Supplied data.
##########
PR #3081, opened 2021-10-20
fix: move 'check_stats' check to MUTT_NOTMUCH case

austin-ray:
This commits moves the check introduced in commit 0bef239d6 to the
notmuch case. This restores any functionality broken by 0bef239d6 while
keeping the goal of not leaking high-level details into the notmuch
'mbox_check_stats()' implementation.

This commit does not fix the fact that all other 'mbox_check_stats()'
implementations are aware they're called every 'mail_check' and that
they compute additional statistics not listed in the API docs nor
'mail_check_stats' docs. In addition, it does not fix the fact that
'mbox_check_stats()' is called more often than
'mail_check_stats_interval', but all non-notmuch backends handle this
with the 'check_stats' parameter.


Austin-Ray:
Rebased onto master

PR #3082, opened 2021-10-21
Replace NULL with "" in call to notmuch 5.4 call to fix segmentation fault

LarsHaalck:
I haven't found a relevant issue, but in the new release 2021-10-15 together with notmuch 0.33.2, neomutt crashes with a segmentation fault in xapian. After debugging the issue, I found that the call to `notmuch_database_open_with_config` returns the status code `NOTMUCH_STATUS_NO_CONFIG` which in turn leads to a segmentation fault later on. It should not be fatal error, but apparently this sets `config_path` in the query struct to the default value `$HOME/.notmuch-config` instead of setting `xapian_path`.

According the notmuch documentation, `notmuch_database_open_verbose` has been replaced with `notmuch_database_open_with_config` and `config_path=''` instead of `NULL`. 

Setting it to an empty string, fixes this issue for me.

### DIFF
--- a/notmuch/db.c
+++ b/notmuch/db.c
@@ -121,7 +121,7 @@ notmuch_database_t *nm_db_do_open(const char *filename, bool writable, bool verb
   {
 #if LIBNOTMUCH_CHECK_VERSION(5, 4, 0)
     // notmuch 0.32-0.32.2 didn't bump libnotmuch version to 5.4.
-    st = notmuch_database_open_with_config(filename, mode, NULL, NULL, &db, &msg);
+    st = notmuch_database_open_with_config(filename, mode, "", NULL, &db, &msg);
 #elif LIBNOTMUCH_CHECK_VERSION(4, 2, 0)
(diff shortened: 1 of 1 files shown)


bremner:
Lars Haalck ***@***.***> writes:

> Okay I see. I think the issue arises because I don't have a
> `.notmuch-config` in my home folder. Instead I have separate configs
> for different accounts and was using `nm_default_url` in a folder hook
> to switch between the databases. If I copy one of the configs to my
> home folder, it doesn't crash.

Someone would have to translate that into calls to libnotmuch for me to
comment sensibly.

d

LarsHaalck:
Okay, thanks for the quick feedback. I will submit another PR with the changes.

I would also be interested in adding proper config/profile support in the future, but I will implement this fix first.

bremner:
David Bremner ***@***.***> writes:

> This should be treated as fatal by callers, since we didn't succeed in
> opening a Xapian database.

patch applied (with an extra *, thanks to check-notmuch-commit) to
release and master.

PR #3115, opened 2021-10-30
Add url corresponding to $query.

falsifian:
The "query" section doesn't appear in the neomuttrc man page, so the text 'See
"query" for more information wasn't useful there.

NB: I haven't tried re-building the docs with this change (man page or website). Also, it presumably makes the web version of the docs a bit worse since the URL is redundant there, so not sure if it should be merged.

* **What does this PR do?**

Makes the `neomuttrc`  man page more useful.


Austin-Ray (approved):
This seems reasonable to me.

PR #3118, opened 2021-11-01
refactor the quoted colour code

flatcap:
- 894dbf0560 color: move functions to library
- af3075d76d color: rename functions for consistency
- 698d2366d6 color: refactor quoted handling

The first two commits have no functional changes: move; rename.
The third does a little light refactoring:

- Create/use `qstyle_new()`, `qstyle_free()`
- Replace `calloc()`, `strncpy()` with `mutt_strn_dup()`
- Factor out `class_color_new()`


Austin-Ray:
Before digging into the code, is it possible to put some unit tests in place? I see neither existing nor new tests.

color/quoted.c
```diff
@@ -122,3 +122,402 @@ bool quoted_colors_parse_color(enum ColorId color, uint32_t fg, uint32_t bg,
...
+
+/**
+ * qclass_new - Create a new QClass
+ * @retval ptr New QClass
+ */
+static struct QClass *qclass_new(void)
+{
+  struct QClass *qc = mutt_mem_calloc(1, sizeof(struct QClass));
+
+  return qc;
```
Austin-Ray, line 167: As there's no complicated initialization logic and the function providers type details, any objection to `return mutt_mem_calloc(...)`?

color/quoted.h
```diff
@@ -29,16 +29,40 @@
...
+ * and the Email has three levels of indent, then the tree will contain two
+ * siblings each with a child and grandchild.
+ */
+struct QClass
+{
+  int quote_n;                  ///< The quoteN colour index for this level
+  int color;                    ///< Curses colour pair
+  char *prefix;                 ///< Prefix string, e.g. "> "
+  size_t prefix_len;            ///< Length of the prefix string
+  struct QClass *prev, *next;   ///< Different quoting styles at the same level
```
Austin-Ray, line 54: Can we provide any example in the docstring? I'm not 100% sure what this means. 
Is it `> > > Some quote` where `prev` and `next` would one of the `>`s?

flatcap:
> is it possible to put some unit tests in place?

Probably, yes.
But I'm still refactoring the colour code, so it ought to wait a bit.

color/quoted.h
```diff
@@ -29,16 +29,40 @@
...
 
+/**
+ * struct QClass - Style of quoted text
+ *
+ * NeoMutt will store a tree of all the different email quoting levels it
+ * detects in an Email.  If $quote_regex matches, say both "> " and "| ",
+ * and the Email has three levels of indent, then the tree will contain two
+ * siblings each with a child and grandchild.
+ */
+struct QClass
```
Austin-Ray, line 48: As a reader, `QClass` doesn't much context to the struct's function. Any objections to change it to `Quote` or something along those lines?

color/quoted.c
```diff
@@ -122,3 +122,402 @@ bool quoted_colors_parse_color(enum ColorId color, uint32_t fg, uint32_t bg,
...
+
+  FREE(&qc->prefix);
+  FREE(ptr);
+}
+
+/**
+ * qclass_free_tree - Free a tree of QClass
+ * @param[out] quote_list Quote list to free
+ */
+void qclass_free_tree(struct QClass **quote_list)
```
Austin-Ray, line 145: Are there benefits to naming this `qclass_free_tree()` instead of `qclass_free()`? It breaks the expected pattern of `<struct>_free()` for cleanup that the codebase follows. I can see contributors calling `qclass_free()` by mistake.

nit: the `QClass` uses a bidirectional graph instead of a tree.

color/quoted.c
```diff
@@ -122,3 +122,402 @@ bool quoted_colors_parse_color(enum ColorId color, uint32_t fg, uint32_t bg,
   *rc = MUTT_CMD_SUCCESS;
   return true;
 }
+
+/**
+ * qclass_free - Free a single QClass
+ * @param ptr QClass to free
+ */
```
Austin-Ray, line 129: We should note in the docstring that `qclass_free_tree()` should be called instead of `qclass_free()` otherwise we'll leak memory. I can easily see contributors making this mistake and it slipping past review.

Austin-Ray (changes requested):
Changes look good to me so far. Have a few comments on it.

nit: can we include a list of changed names in the commit message for  d76932f23d1ea6d9d90c112156b711d0169c741e. Makes it easier to see what changed without reading through all the code.

Austin-Ray:
> Probably, yes.
> But I'm still refactoring the colour code, so it ought to wait a bit.

Tests should be part of the refactoring process to ensure consistent behavior (or explicit changes from existing behavior.) Easier to catch bugs early in the process.

color/quoted.c
flatcap: done

color/quoted.h
flatcap: I've added some GraphViz to the docstring.
It'll get rendered as something like:
image

color/quoted.h
flatcap: Changed to `QuoteStyle`

color/quoted.c
flatcap: It means that `_new()` and `_free()` are equal and opposite.
I've added `@note`s emphasising the difference between `_free()` and `_free_tree()`

color/quoted.c
flatcap: see above

flatcap:
> Tests should be part of the refactoring process 

That's a lovely sentiment, but in this case, no.
The current colour code is essentially untestable -- too many dependencies and poor design.

My current work branch sorts out the design, a bit, and abstracts more away from the caller.
_That_ might be amenable to testing -- if you're volunteering.

color/quoted.h
Austin-Ray: What does that picture mean? I don't understand what it's trying to convey.

flatcap: That's the tree of `QuoteStyle` objects representing the quoted lines found in the email.

It's a complicated example, but it represents and email with many replies and two styles of reply-indent:
- People replying by adding `> `
- People replying by adding `| `

As there have been many replies to replies, some lines have multiple `> ` indents (and some multiple `| ` indents).

Each QuoteStyle (blue box) stores the pattern to match, e.g. `> >`, and has a `color` that the text should be displayed.

Austin-Ray: So the fields are to different `prefixes` at the same quote depth?

flatcap: yes

PR #3121, opened 2021-11-03
Avoid unnecessary gettimeofday calls during progress update

gahr:
This gives me a 15% speedup at mailbox open time.

((please double check my boolean logic))

### DIFF
--- a/progress/progress.c
+++ b/progress/progress.c
@@ -176,16 +176,18 @@ static bool time_needs_update(const struct Progress *progress, size_t now)
  */
 void progress_update(struct Progress *progress, size_t pos, int percent)
 {
-  if (!progress || OptNoCurses)
+  if (OptNoCurses || !progress || (progress->inc == 0))
     return;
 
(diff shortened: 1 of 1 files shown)


ebblake (approved):
logic was:
if (a || b) return
if (c && (d || (e && f))) do stuff else return

by deMorgan's, we can rewrite the latter to:
if (!c || (!d && (!e || !f))) return else do stuff

then hoisting things around, we get:
if (b || a || c) return
if (!d && (!e || !f)) return else do stuff

using distributive law for another rewrite of the second gives:
if (!d && !e) return
if (!d && !f) return else do stuff

then one more deMorgan's on the last gives:
if (d || f) do stuff else return

the logic change is correct.

flatcap:
Note for Linux users:

In Linux `gettimeofday()` is handled by a magic shared library: `linux-vdso.so.1`
This avoids having to make a syscall, which would involve slow context switching.
For Linux, this PR doesn't measurably change the speed of the progress functions.

flatcap (approved):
##########
What this task involves. Pull out every line in the data above that has the word "context".

Response to the exercise.
Austin-Ray, line 48: As a reader, `QClass` doesn't much context to the struct's function. Any objections to change it to `Quote` or something along those lines?
This avoids having to make a syscall, which would involve slow context switching.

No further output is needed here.